- Translarna didn't show significant benefit in walk test
- PTC continuing with FDA submission, preparing for launch
PTC Therapeutics Inc.’s drug for the rare disorder Duchenne muscular dystrophy failed to help boys with the muscle-wasting disease walk better in a final-stage clinical trial, the company said.
In a trial of 228 patients, PTC measured how far the boys could walk in six minutes. Those on the drug went 15 meters further than those given a placebo, a difference that is not considered statistically significant, according to a statement on Thursday.
Patients with moderate disease were most likely to benefit, going 47 meters farther during the walk test, a significant difference. None of the boys in this subgroup lost their ability to walk during the trial, compared with four getting a placebo, according to the statement. PTC also pooled together data from the phase 3 study and a previous study, and in the meta-analysis, the difference in the six-minute walk test was a significant benefit of 22 meters, PTC said in an e-mail. Shares rose 4 percent to $33 in extended trading in New York.
Christopher Marai, an analyst at Oppenheimer & Co., said the meta-analysis will probably be enough to convince regulators to approve the drug.
“We believe these results will be enough to keep Translarna on the market in the EU and garner FDA approval in the US,” Marai wrote in a note to clients, referring to the U.S. Food and Drug Administration.
‘Totality’ of Data
The company also said the findings may be enough to persuade regulators to back the drug.
“We’re excited because the totality of the clinical data do confirm the benefit we previously saw in the Phase 2 study and, in our perspective, supports the benefit of Translarna,” PTC Chief Financial Officer Shane Kovacs said in an interview. PTC will complete its application to the FDA by year-end and is “actively preparing for a commercial launch in 2016,” he said.
Cowen & Co. analyst Ritu Baral said in an interview before the data release that the trial had a “greater than 50 percent chance” of being successful and that she hoped to see patients walking 30 meters further on the drug. Thirty meters is “the threshold of clinical meaningfulness,” she said by telephone.
Duchenne is a genetic disorder that affects about 1 in 3,500 boys, causing progressive muscle degeneration. A mutated gene on the X chromosome prevents patients from producing the protein dystrophin, which is needed to support muscles. DMD puts kids in wheelchairs before their teens, and patients often die by their 20s. There is no approved treatment in the U.S.
The FDA is urgently considering drugs to treat DMD, Chief Executive Officer Stuart Peltz said on a call with investors after results were released.

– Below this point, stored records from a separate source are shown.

Issue #491, opened 2022-02-08
Sometimes gRPC GW plugin generates Orchestrator code with assessment import as alias (`assessment_0`) - and sometimes not


lebogg:
**Describe the bug**
When generating the API files for gRPC, the Gateway part of Orchestrator (`orchestrator.ob.gw.go`) sometimes imports the `api/assessment` with an
alias:
`import(...	assessment_0 "clouditor.io/clouditor/api/assessment ..."`
and sometimes not:
`import (... "clouditor.io/clouditor/api/assessment ..."`

**To Reproduce**
1. Within terminal go to project root
2. Execute `go generate ./...` multiple times until `orchestrator.pb.gw.go` has changed

**Expected behavior**
Consistent import of `assessment` and in particular, importing it without alias since it is not needed.

**Potential source of error**
Maybe something is wrong in `proto/compile_proto_files.go:36` (line for generating Orchestrator-related API code)

**Additional context**
It is no serious bug since nothing will break. But it is not desired either.

PR #498, opened 2022-02-09
Moving protobuf files into `api` folder

oxisto:


oxisto:
@lebogg Maybe this also fixes #491 ?

api/assessment/assessment.proto
```diff
@@ -31,10 +31,10 @@ package clouditor;
 import "google/api/annotations.proto";
 import "google/protobuf/empty.proto";
 import "google/protobuf/timestamp.proto";
-import "evidence.proto";
-import "metric.proto";
+import "api/evidence/evidence.proto";
+import "api/assessment/metric.proto";
 
-option go_package = "api/assessment";
+option go_package = "clouditor.io/clouditor/api/assessment;assessment";
```
lebogg, line 37: Is the ";assessment" at the end intended?

api/assessment/assessment.proto
```diff
@@ -31,10 +31,10 @@ package clouditor;
 import "google/api/annotations.proto";
 import "google/protobuf/empty.proto";
 import "google/protobuf/timestamp.proto";
-import "evidence.proto";
-import "metric.proto";
+import "api/evidence/evidence.proto";
```
lebogg, line 34: here we do not need the full path (with "clouditor.io" prefix)?

proto.go
```diff
@@ -0,0 +1,36 @@
+/*
+ * Copyright 2016-2020 Fraunhofer AISEC
```
lebogg, line 2:
```suggestion
 * Copyright 2021-2022 Fraunhofer AISEC
```

lebogg: I think we started with Go last year? :)

lebogg (commented):
Seems good. Only some questions to import paths in proto files. 

I downloaded the protobuf files for third party folder (for the newest protoc version). But only struct.proto has changed and only in a comment. Should I update it, nevertheless?

lebogg:
And yes, #491 seems to be fixed now. I also generated it multiple times. No weird alias occurrences anymore :)

api/assessment/assessment.proto
oxisto: That is the syntax for <fullpath>;<relative_path>. This way the imports are resolved correctly according to the full path and the files are placed in the package according to the relative_path.

proto.go
oxisto: The overall project started in 2016, so I would use this as a start year

api/assessment/assessment.proto
lebogg: Nice to know. Do you have a link to DOCs pointing that out?

proto.go
lebogg:
```suggestion
 * Copyright 2016-2022 Fraunhofer AISEC
```

lebogg: I changed it, accordingly.

api/assessment/assessment.proto
oxisto: Looks like it might not be needed any more. https://developers.google.com/protocol-buffers/docs/gotutorial#defining-your-protocol-format. Seems the last part of the path will be used by default.

lebogg: I removed them

lebogg (approved):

PTC’s drug Translarna works for those boys who have a “nonsense” mutation, which the company estimates as affecting 13 percent of patients, or about 2,000 boys in the U.S. and 2,500 in Europe. The nonsense mutation acts like a period in the middle of a sentence, prematurely stopping the manufacturing of the protein. The drug is intended to help the body read through the stop signal and produce a complete protein.
Translarna has received conditional approval in the European Union. If it’s approved in the U.S., the drug is expected to achieve annual sales in the U.S. and Europe of as much as $900 million at its peak, based on an estimated price tag of $300,000 a year, according to RBC Capital Markets analyst Simos Simeonidis.
In draft guidance, the U.K.’s medical payments review agency rejected PTC’s drug on Thursday and asked the company to provide more evidence that it worked. The agency said its guidance wasn’t final and hadn’t taken the latest study into account.
High prices of specialty drugs have been in the spotlight recently, criticized by politicians in the U.S. and in Europe. British Prime Minister David Cameron criticized Translarna’s price on Wednesday when asked by member of Parliament Cheryl Gillan about the availability of the drug in the U.K.
Translarna “and other drugs like it can cost over 400,000 pounds per patient per year,” Cameron said. “What we need to do, as well as making sure these decisions are made by clinicians rather than politicians, is talk to the drug companies about trying to bring the cost of some of these drugs down.”
Translarna’s price depends on the patient’s weight, and has a list price of about $300,000 (194,000 pounds), according to PTC. Kovacs said there are about 50 to 100 patients eligible for Translarna in the U.K., making it an “ultra orphan” disease. “The impact to the U.K. budget in aggregate would be negligible,” he said.
While the study announced by PTC on Thursday showed that patients with “moderate disease” may be in the “optimal window” for the drug, Kovacs said he didn’t expect regulators to limit the drug’s use to those patients, since Translarna doesn’t just benefit muscle tissue but also should improve respiratory and cardiac function.
PTC, based in South Plainfield, New Jersey, also is testing Translarna in patients with cystic fibrosis, which could generate an additional $1.3 billion in peak sales, according to Simeonidis.
BioMarin Pharmaceutical Inc. and Sarepta Therapeutics Inc. are working on DMD drugs that rely on a different mechanism and target a different set of patients.